Perasaannya bagaimana setelah masuk IPS? Seru! Aku lumayan pemalu, tapi teman-teman di sana baik-baik dan banyak yang mengajak kenalan terlebih dahulu. Betah enggak? Betah dong! Terus bagaimana dengan pilihan prodi kuliah? Di SMA sudah ada sedikit pencerahan tentang kuliah dan prodi. Pertama kali kepikiran untuk masuk HI (Hubungan Internasional) atas saran dari ayah. Terus berlanjut ingin HI sampai masuk kelas 11, tapi nyatanya mulai goyah, “kok HI udah enggak semenarik dulu ya”. Terus cari-cari lagi dan menemukan Kesejahteraan Sosial. Tapi setelah aku periksa, hanya sedikit universitas yang punya Kesejahteraan Sosial di dalamnya. Di kelas 12, alhamdulillah aku termasuk siswa eligible dan bisa berlanjut untuk daftar SNMPTN. Aku pilih Pembangunan Sosial dan Kesejahteraan di pilihan pertama yang ada di salah satu universitas di Yogyakarta. Hasilnya gagal. Aku sedih sekali kala itu, karena menurutku nilai rapor yang sudah aku siapkan selama 5 semester sudah sangat maksimal. Tapi dari situ aku bisa melihat pattern ku kalau aku berminat di prodi-prodi yang ada di ranah FISIP.

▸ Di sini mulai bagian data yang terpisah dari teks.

PR #10690, opened 2021-06-22
Replace variable annotation with type comment to fix Python 3.5

JukkaL:


JukkaL:
I skipped waiting for CI since wheel builds are broken and the change is trivial.

PR #53, opened 2016-09-16
Support debug traces via HTTP header "jaeger-debug-id"

yurishkuro:
Recognize HTTP header or a TextMap key `jaeger-debug-id` which, if found in the carrier, forces the trace to be sampled as "debug" trace. The value of the header is recorded as the tag on the root span, so that the trace can be found in the UI using this value as a correlation ID.

### DIFF
--- a/jaeger-core/src/main/java/com/uber/jaeger/SpanContext.java
+++ b/jaeger-core/src/main/java/com/uber/jaeger/SpanContext.java
@@ -154,7 +154,7 @@ public class SpanContext implements io.opentracing.SpanContext {
      * Create a new dummy SpanContext as a container for debugID string.
      * This is used when "jaeger-debug-id" header is passed in the request
      * headers and forces the trace to be sampled as debug trace, and the
-     * value of header recorded as a span tag to server as searchable
+     * value of header recorded as a span tag to serve as a searchable
      * correlation ID.
      *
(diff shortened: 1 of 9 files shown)


jaeger-core/src/main/java/com/uber/jaeger/SpanContext.java
```diff
@@ -123,14 +125,49 @@ public static SpanContext contextFromString(String value) throws MalformedTracer
...
+     */
+    boolean isDebugIDContainerOnly() {
+        return traceID == 0 && debugID != null;
+    }
+
+    /**
+     * Create a new dummy SpanContext as a container for debugID string.
+     * This is used when "jaeger-debug-id" header is passed in the request
+     * headers and forces the trace to be sampled as debug trace, and the
+     * value of header recorded as a span tag to server as searchable
```
black-adder: "is recorded"

oibe:
lgtm

jaeger-core/src/main/java/com/uber/jaeger/SpanContext.java
yurishkuro: [it] forces .. trace to be sampled .. and value .. recorded

yurishkuro: but s/server/serve/

PR #55, opened 2016-09-19
Use the verify task in google-formatter instead of checkstyle

vprithvi:
- The checkstyle checks weren't 100pc in sync with the formatter
  checks, so we solely rely on the formatter's checks
- The build now fails if code isn't formatted correctly

### DIFF
--- a/build.gradle
+++ b/build.gradle
@@ -14,7 +14,6 @@ ext.apacheThriftVersion = '0.9.3'
 ext.jerseyVersion = '2.22.2'
 ext.slf4jVersion = '1.7.16'
 ext.jacksonVersion = '2.7.4'
-ext.checkstyleVersion = '7.1.1'
 
 ext.junitVersion = '4.12'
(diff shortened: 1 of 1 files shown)


build.gradle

Berlanjut SBMPTN, aku taruh UNS di pilihan pertama. Karena selain universitas yang ada Yogyakarta, ada UNS juga yang aku mau sedari dulu. Tapi pilihan prodiku saat itu atas saran ayahku lagi dan sebenarnya aku kurang berminat, dan sepertinya Allah tahu aku enggak berminat di jurusan itu, jadi aku enggak lolos (padahal sedih juga karena enggak lolos SBMPTN). Sempat hopeless karena belum dapat universitas, aku daftar tes ujian mandiri di beberapa tempat, UNS salah satunya, dengan prodi yang berbeda, yaitu Ilmu Administrasi Negara. Aku memang cukup interest dengan politik, walaupun enggak sangat-sangat juga. Karena menurutku, hidup di Indonesia itu banyak serba-serbi yang diandili oleh politik. Jadi, aku pilih prodi Ilmu Administrasi Negara serta FISIP yang secara umum dekat dengan politik karena aku ingin mempelajari sesuatu yang “dekat” denganku dan society juga. Akhirnya Ilmu Administrasi Negara UNS datang ke pelukanku!!! Rasanya bahagia banget, dan anggota keluargaku juga turut senang akan kebahagiaanku.

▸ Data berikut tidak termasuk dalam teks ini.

PR #57, opened 2016-09-20
Refactor configuration

vprithvi:
- The lazily instantiated tracer is now available in jaeger config
  instead of the jaxrs2 package
- StatsFactory is no longer required to get a TracerBuilder from the config
- Extract the tracer into a field where possible
- Add the ability get a NoopTracer to Tracer.java


vprithvi:
@yurishkuro

jaeger-core/src/main/java/com/uber/jaeger/Configuration.java
```diff
@@ -67,19 +78,31 @@ public Configuration(
...
     Reporter reporter = reporterConfig.getReporter(metrics);
     Sampler sampler = samplerConfig.createSampler(serviceName, metrics);
     return new Tracer.Builder(serviceName, reporter, sampler).withMetrics(metrics);
   }
 
   public Tracer getNoopTracer() {
-    Reporter reporter = new NoopReporter();
-    Sampler sampler = new ConstSampler(false);
-    return new Tracer.Builder(serviceName, reporter, sampler).build();
+    return Tracer.getNoopTracer(serviceName);
```
yurishkuro: I'd prefer to keep this in the config. What's the reason for creating this method on the main Tracer?

jaeger-dropwizard/src/main/java/com/uber/jaeger/dropwizard/JaegerFeature.java
```diff
@@ -41,10 +42,10 @@ public boolean configure(FeatureContext featureContext) {
 
     switch (featureContext.getConfiguration().getRuntimeType()) {
       case SERVER:
-        featureContext.register(TracingUtils.serverFilter(jaegerConfig));
+        featureContext.register(TracingUtils.serverFilter(tracer));
```
yurishkuro: makes sense, unless here's a late binding issue - cc @oibe

jaeger-jaxrs2/src/main/java/com/uber/jaeger/filters/jaxrs2/Configuration.java
```diff
@@ -1,80 +0,0 @@
...
-
-import com.uber.jaeger.Tracer;
-import com.uber.jaeger.metrics.NullStatsReporter;
-import com.uber.jaeger.metrics.StatsFactory;
-import com.uber.jaeger.metrics.StatsFactoryImpl;
-
-import javax.ws.rs.client.ClientRequestContext;
-import javax.ws.rs.container.ContainerRequestContext;
-
-public class Configuration extends com.uber.jaeger.Configuration {
```
yurishkuro: why remove this?  I assume Dropwizard is not the only jaxrs framework .

jaeger-core/src/main/java/com/uber/jaeger/Configuration.java
vprithvi: It's an artifact from a previous idea. I'll update.

jaeger-jaxrs2/src/main/java/com/uber/jaeger/filters/jaxrs2/Configuration.java
vprithvi: I agree that there are other jaxrs frameworks. I fail to see anything jaxrs specific in this configuration, and felt that it was adding unnecessary complexity. 
Anyone who uses this should be able to use jaeger.Configuration

yurishkuro: the  primary reason to keep this is for backwards compatibility. I suggest you restore the methods in TracingUtil that take this Config, but mark them deprecated.

vprithvi: Usually, I'd agree with you. In this particular case `TracingUtil` is the only class that uses this configuration, and is internal to `jaeger-java-client`.  Nobody within uber uses this configuration file separately, and I don't think that there is anybody outside using it either. 
Is there something else I'm missing?

jaeger-dropwizard/src/main/java/com/uber/jaeger/dropwizard/JaegerFeature.java
vprithvi: Spoke with @oibe who said that this looks fine

jaeger-dropwizard/src/main/java/com/uber/jaeger/dropwizard/Configuration.java
```diff
@@ -21,24 +21,33 @@
...
+    this.disable = disable;
   }
 
-  public Configuration setMetricRegistry(MetricRegistry registry) {
-    super.setStatsFactory(new StatsFactory(registry));
-    return this;
+  @Override
+  public Tracer getTracer() {
+    if (disable) {
+      return super.getNoopTracer();
```
yurishkuro: I don't think this makes sense. We're still using real Jaeger tracer, meaning it would still do context injection/extraction, still propagate baggage, etc. That's not at all what using a no-op tracer means in other languages. The opentracing-java repo now has a noop tracer implementation, let's use that (only make it a dependency of the dropwizard module).

vprithvi: I see, I was simply reverting it to what it used to do. I've updated the PR to use opentracing's nooptracer

jaeger-core/src/main/java/com/uber/jaeger/Tracer.java
```diff
@@ -29,7 +29,9 @@
 import com.uber.jaeger.propagation.Extractor;
 import com.uber.jaeger.propagation.Injector;
 import com.uber.jaeger.propagation.TextMapCodec;
+import com.uber.jaeger.reporters.NoopReporter;
 import com.uber.jaeger.reporters.Reporter;
+import com.uber.jaeger.samplers.ConstSampler;
```
yurishkuro: imports?

PR #65, opened 2016-09-29
Expose interceptor callbacks and custom operation name for extension classes

atanasbalevski:


atanasbalevski:
Hi,
the baggage naming was just arbitrary, you're right that the name should be better.
My motivation is to provide a way to add more information on the span and then transport it to the eventual child spans (on the other side of the wire) if needed.

The original motivation for this PR was to expose the operationName, which is hard to override otherwise (e.g. if i register another interceptor)

yurishkuro:
> My motivation is to provide a way to add more information on the span and then transport it to the eventual child spans (on the other side of the wire) if needed.

Baggage is not a facility that should be abused, and it's definitely not a mechanism for passing parameters to downstream calls. So what is the actual use case / example?

jaeger-apachehttpclient/src/main/java/com/uber/jaeger/httpclient/TracingRequestInterceptor.java
```diff
@@ -77,6 +77,8 @@ public void process(HttpRequest httpRequest, HttpContext httpContext)
         Tags.PEER_PORT.set(clientSpan, (short) host.getPort());
       }
 
+      onSpanStart(clientSpan, httpRequest);
```
yurishkuro: I would pass httpcontext as well.  And we can have a similar beforeSpanFinished() method in the response interceptor, just to be symmetrical (in case users want to add more info like error codes or what not).

atanasbalevski:
the example is if someone wants to add the Tags.COMPONENT, or set/override any of the Tags.* that were already set.

as i mentioned, these are OK to be modified by another RequestInterceptor, however my main goal for the PR is to get the operationName extensible

yurishkuro:
Do you mind adding some documentation?
  * javadoc comments for the new methods explaining when they are called and giving an example of the extra data each method can add to the span (e.g. where would you get operation name?)
  * a Custom Extensions section to the README showing how extensions can be done

Otherwise LGTM.

atanasbalevski:
(yay)
Thanks!

PR #71, opened 2016-10-05
Fix typo in configuration and add convenience setter for metricRegistry

vprithvi:
- dropwizard configuration users can easily set a dropwizard metricRegistry


jaeger-core/src/main/java/com/uber/jaeger/Configuration.java
```diff
@@ -98,10 +98,15 @@ public Configuration(
     return tracer;
   }
 
+  @Deprecated
```
yurishkuro: add comment explaining what should be used instead

vprithvi: done

PR #74, opened 2016-10-10
allow runnables without current span to run

rubbish:
Otherwise if a Runnable is submitted without a current span in the TraceContext, it will blow up with a empty stack exception.

This was necessary as I wanted to use a global executor service that was decorated with `TracedExecutorService`. We haven't yet been able to switch over everything to necessarily have a span, so I made the `TracedExecutorService` and friends handle that more gracefully.

I could instead push this further up into the `TracedExecutorService` instead of mucking with the Runnable and Callable. 

Thoughts?


yurishkuro:
lgtm

vprithvi:
lgtm as well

Sekarang sudah tahu cita-citanya mau jadi apa? Sedikit sudah terlihat apa yang mau aku lakukan. Aku enggak ingin terburu-buru untuk akhirnya menemukan passion dan minatku, aku lebih memilih untuk santai dan menikmati prosesnya sambil diselingi dengan lebih mengenal diriku sendiri, dunia, dan sekitarnya.